Good Beginnings..

 

Its not often you find a Jacotey bike, and from the first moment I really liked it. Great colour, Vitus 788 frame, custom built by a boutique frame builder in Picardy, a nicely put-together bike. Jacotey retired in 2016 as a well known shop owner in Picquigny in Picardy, running the shop for 36 years, and the fact that these bikes are no longer being made just adds more kudos to owning one. This bike was built in 1982, just at the time when French bikes were starting to be built to ISO specifications, losing the great cycling country of France the tradition of having their own threading and sizing standards. And threading, as I was about to discover, was to be a major flaw underneath the nice exterior of this very bike.

 

 

Is it a Solida, is it a Stronglight..?

 

How Can it be Loose when it’s so Tight..?

 

This is the question that was plaguing me and keeping me stressed about this bike. But before this, I have to say that the bike, once tuned up and cleaned, rode really well: it was quiet and comfortable, a light and agile ride with no sense that it had been out of service for years. It came to life on the road. But here’s the thing: there was a slight rattle in the headset, and I have to say, rattles in headsets really get on my nerves. I can’t ride a bike with that little bit of play and that inner rattle every time you go over a bump. A quick tightening of the headset cup, I thought, should do the trick. How wrong I was.

 

 

A Wrong Turn

 

You know you’ve got a major problem when you end up using a tool that doesn’t belong in a bike workshop. I started out removing the lock nut of the headset, which was stiff but came off with some effort.
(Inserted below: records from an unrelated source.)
PR #1069, opened 2025-08-28
Remove to refactor embedded storage ctx

djeebus:
This gets rid of a few, but not all, uses of the embedded ctx in the storage providers

### DIFF
--- a/packages/orchestrator/internal/sandbox/block/chunk.go
+++ b/packages/orchestrator/internal/sandbox/block/chunk.go
@@ -19,7 +19,7 @@ import (
 type Chunker struct {
 	ctx context.Context // nolint:containedctx // todo: refactor so this can be removed
 
-	base    io.ReaderAt
+	base    storage.ReaderAtCtx
 	cache   *Cache
 	metrics metrics.Metrics
 
@@ -33,7 +33,7 @@ func NewChunker(
 	ctx context.Context,
 	size,
 	blockSize int64,
-	base io.ReaderAt,
+	base storage.ReaderAtCtx,
 	cachePath string,
 	metrics metrics.Metrics,
 ) (*Chunker, error) {
@@ -163,7 +163,7 @@ func (c *Chunker) fetchToCache(off, length int64) error {
 					c.metrics.TotalBytesRetrievedMetric,
 					c.metrics.TotalRemoteReadsMetric,
 				)
-				readBytes, err := c.base.ReadAt(b, fetchOff)
+				readBytes, err := c.base.ReadAt(c.ctx, b, fetchOff)
 				if err != nil && !errors.Is(err, io.EOF) {
 					fetchSW.End(c.ctx, int64(readBytes),
 						attribute.String(result, resultTypeFailure),
--- a/packages/shared/pkg/storage/storage_cache.go
+++ b/packages/shared/pkg/storage/storage_cache.go
@@ -11,6 +11,8 @@ import (
 	"time"
 
 	"github.com/google/uuid"
+	"go.opentelemetry.io/otel/attribute"
+	"go.opentelemetry.io/otel/trace"
 	"go.uber.org/zap"
 )
 
@@ -67,7 +69,11 @@ type CachedFileObjectProvider struct {
 var _ StorageObjectProvider = (*CachedFileObjectProvider)(nil)
 
 // WriteTo is used for very small files and we can check agains their size to ensure the content is valid.
-func (c *CachedFileObjectProvider) WriteTo(dst io.Writer) (int64, error) {
+func (c *CachedFileObjectProvider) WriteTo(ctx context.Context, dst io.Writer) (int64, error) {
+	var err error
+	ctx, span := tracer.Start(ctx, "CachedFileObjectProvider.WriteAt")
+	defer span.End()
+
 	totalSize, err := c.Size()
 	if err != nil {
 		return 0, err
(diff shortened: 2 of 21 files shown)


packages/orchestrator/internal/sandbox/block/chunk.go
```diff
@@ -163,7 +163,7 @@ func (c *Chunker) fetchToCache(off, length int64) error {
 					c.metrics.TotalBytesRetrievedMetric,
 					c.metrics.TotalRemoteReadsMetric,
 				)
-				readBytes, err := c.base.ReadAt(b, fetchOff)
+				readBytes, err := c.base.ReadAt(c.ctx, b, fetchOff)
```
djeebus, line 158: not proud of this one, but baby steps!

packages/shared/pkg/storage/storage_cache.go
```diff
@@ -86,17 +88,20 @@ func (c CachedProvider) GetDetails() string {
...
 }
 
 var _ StorageObjectProvider = (*CachedFileObjectProvider)(nil)
 
-// WriteTo is used for very small files, and we can check against their size to ensure the content is valid.
-func (c *CachedFileObjectProvider) WriteTo(dst io.Writer) (int64, error) {
-	totalSize, err := c.Size()
+// WriteTo is used for very small files and we can check agains their size to ensure the content is valid.
+func (c *CachedFileObjectProvider) WriteTo(ctx context.Context, dst io.Writer) (int64, error) {
+	var err error
```
dobrac: why the error definition here?

packages/shared/pkg/storage/storage_cache.go
```diff
@@ -138,22 +143,31 @@ func (c *CachedFileObjectProvider) WriteTo(dst io.Writer) (int64, error) {
 			zap.Int64("actual", bytesWritten))
 	}
 
-	go c.writeFullFileToCache(fullCachePath, writer.Bytes())
+	go func(ctx context.Context) {
+		c.writeFullFileToCache(ctx, fullCachePath, writer.Bytes())
+	}(context.WithoutCancel(ctx))
```
dobrac: doing it this way is imo more transparent
```suggestion
	go func() {
		c.writeFullFileToCache(context.WithoutCancel(ctx), fullCachePath, writer.Bytes())
	}()
```

packages/shared/pkg/storage/storage_cache.go
```diff
@@ -138,22 +143,31 @@ func (c *CachedFileObjectProvider) WriteTo(dst io.Writer) (int64, error) {
...
-func (c *CachedFileObjectProvider) Write(src []byte) (int, error) {
-	return c.inner.Write(src)
+func (c *CachedFileObjectProvider) Write(ctx context.Context, src []byte) (int, error) {
+	return c.inner.Write(ctx, src)
 }
 
-func (c *CachedFileObjectProvider) ReadAt(buff []byte, offset int64) (int, error) {
-	if err := c.validateReadAtParams(int64(len(buff)), offset); err != nil {
+func (c *CachedFileObjectProvider) ReadAt(ctx context.Context, buff []byte, offset int64) (int, error) {
+	var err error
```
dobrac: same here

packages/shared/pkg/storage/storage_cache.go
```diff
@@ -173,12 +187,14 @@ func (c *CachedFileObjectProvider) ReadAt(buff []byte, offset int64) (int, error
...
-	readCount, err := c.inner.ReadAt(buff, offset)
+	readCount, err := c.inner.ReadAt(ctx, buff, offset)
 	if err != nil {
 		return 0, fmt.Errorf("failed to perform uncached read: %w", err)
 	}
 
-	go c.writeChunkToCache(offset, chunkPath, buff[:readCount])
+	go func(ctx context.Context) {
+		c.writeChunkToCache(ctx, offset, chunkPath, buff[:readCount])
+	}(context.WithoutCancel(ctx))
```
dobrac: same here

Makefile
```diff
@@ -279,6 +279,10 @@ lint:
 	@./scripts/golangci-lint-install.sh "2.1.6"
 	go work edit -json | jq -r '.Use[].DiskPath'  | xargs -I{} golangci-lint run {}/... --fix
 
+.PHONY: mocks
+mocks:
```
dobrac: maybe
```suggestion
.PHONY: generate-mocks
generate-mocks:
```

packages/shared/pkg/storage/storage_cache.go
djeebus: Oops, that was left over from a previous implementation, removing it.

packages/shared/pkg/storage/storage_cache.go
djeebus: I got used to writing it this way for a few reasons:
1. _all_ code in this goroutine uses the uncancellable context
2. the `context.WithoutCancel` call doesn't get hidden by being shifted to the right
3.  the function conforms to expected golang patterns: the first argument is `ctx context.Context`, which communicates to developers that this goroutine uses a ctx.
It's not important though, I'll swap to your implementation so we can get this merged. Happy to talk about it offline if you like!

dobrac: I understand the pov, I would still prefer passing it like this explicitly. We've already encountered one other place where it was confusing, as when you read the code, you need to first go at the bottom, and then at the top of the function

dobrac (approved):

PR #1072, opened 2025-08-28
Nodes sync race condition

sitole:
- (2b9091d9bb99d9cc6d8a0744b2688742bc705883) Fix issue when a long blocked run of `PoolExists/PoolUpdate` can cause a timeout for the whole sync run. This issue occurred when the orchestrator failed and the sync was blocked due to a timeout in the gRPC info service of one node, while the other node was simply hanging. 
- (c8540f72a74a1b14a078a12bb906dae089586301) Fixing race condition when orchestrator on same node restarter faster than next round of service discovery finishes, so api cluster sync pool never realized node disappeared and node de-registration was never triggered, leaving existing node with matching node id but outdated service instance id.

### DIFF
--- a/packages/shared/pkg/synchronization/synchronization.go
+++ b/packages/shared/pkg/synchronization/synchronization.go
@@ -104,15 +104,16 @@ func (s *Synchronize[SourceItem, PoolItem]) syncDiscovered(ctx context.Context, 
 	defer wg.Wait()
 
 	for _, item := range sourceItems {
-		// item already exists in the pool, skip it
-		if ok := s.store.PoolExists(ctx, item); ok {
-			continue
-		}
-
 		// initialize newly discovered item
 		wg.Add(1)
 		go func(item SourceItem) {
 			defer wg.Done()
+
+			// item already exists in the pool, skip it
+			if ok := s.store.PoolExists(ctx, item); ok {
+				return
+			}
+
 			s.store.PoolInsert(spanCtx, item)
 		}(item)
 	}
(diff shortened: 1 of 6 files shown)


packages/shared/pkg/synchronization/synchronization.go
```diff
@@ -104,15 +104,16 @@ func (s *Synchronize[SourceItem, PoolItem]) syncDiscovered(ctx context.Context,
...
-			continue
-		}
-
 		// initialize newly discovered item
 		wg.Add(1)
 		go func(item SourceItem) {
 			defer wg.Done()
+
+			// item already exists in the pool, skip it
+			if ok := s.store.PoolExists(ctx, item); ok {
```
dobrac, line 113: this needs to be now thread safe (just make sure it is)

packages/shared/pkg/synchronization/synchronization.go
```diff
@@ -126,16 +127,17 @@ func (s *Synchronize[SourceItem, PoolItem]) syncOutdated(ctx context.Context, so
...
-			s.store.PoolUpdate(ctx, poolItem)
-			continue
-		}
-
 		// remove the item that is no longer present in the source
 		wg.Add(1)
 		go func(poolItem PoolItem) {
 			defer wg.Done()
+
+			found := s.store.SourceExists(ctx, sourceItems, poolItem)
```
dobrac, line 135: this needs to be now thread safe (just make sure it is)

packages/shared/pkg/synchronization/synchronization.go
```diff
@@ -126,16 +127,17 @@ func (s *Synchronize[SourceItem, PoolItem]) syncOutdated(ctx context.Context, so
...
+			if found {
+				s.store.PoolUpdate(ctx, poolItem)
```
dobrac, line 137: this needs to be now thread safe (just make sure it is)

However, the race, which contains the bearings and so is often the culprit of a loose headset, was rock solid stuck. My grip wrench had no chance of loosening it, and my self-grip wrench wasn’t quite big enough to lock the race in its jaws. I sprayed penetrating oil ( not a big fan ) and tried for an hour, slowly eroding the serrated edge of the cup as the wrench constantly slipped, leaving me seriously at risk of losing this battle.

 

The Race and Fork Threads

 

Stop, or Keep Going?

 

So, the question remained: how could the headset be so loose if the race and lock nut were on so tightly? After another failed attempt to loosen the race, I gave up and decided I’d have to live with the rattle. I replaced everything back on the bike as I had the stem and bars out and the front brake off. I was walking dejected fly through the garage when I saw a giant wrench that my father used to use in the 1970’s for serious stuff, I don’t know what, but immediately I got back to the bike and set it to work. Eureka, with a huge effort the race began to move. I thought it may have been an illusion, was it really turning? It was, but it took another two dozen of these mega effort turns to remove the race, all the way to the very top if the threads.

 

The Giant Wrench that did the Job

 

Who’s to Blame?

 

Luckily, I didn’t damage the top tube or headset using this big tool, but I instinctively knew that something so hard to turn on its threads would probably be impossible to screw back, and this was exactly the case. I regreased the bearings and tried cleaning the threads, but when I tried to turn the race back on it got stuck on the third turn. After so much gripping in the jaws of the wrench, the race had lost much of its serrated edge, making the return ticket of this race totally useless. I did, nevertheless, deduce why the headset had the rattle: the race had been put on cross threaded, so it never reached the necessary position on the steerer. The person who did it, tried with all his force to tighten it on to the cup, but it was always slightly loose. It could very well be the fault of the frame builder, because looking at the fork threads, they were badly made, already damaged, and I don’t believe the race could have ever been removed before. Hard to pinpoint it, but a likely possibility, in my view.

 

The Damaged Threads

 

Lesson Learned

 

Perhpas the moral of the story is: if it’s 90% fine, don’t fix it. But I don’t think so. It had to be fixed. The rattle would have just got worse over time, and I don’t believe it was roadworthy with it. Now, from being cleaned and so very nearly riding the local streets, this Jacotey is in pieces, waiting for it’s fork threads to be retapped. How much it will cost, I’m not sure, but I’ll update this page when I get it done, as I believe this bike deserves to be back on the road.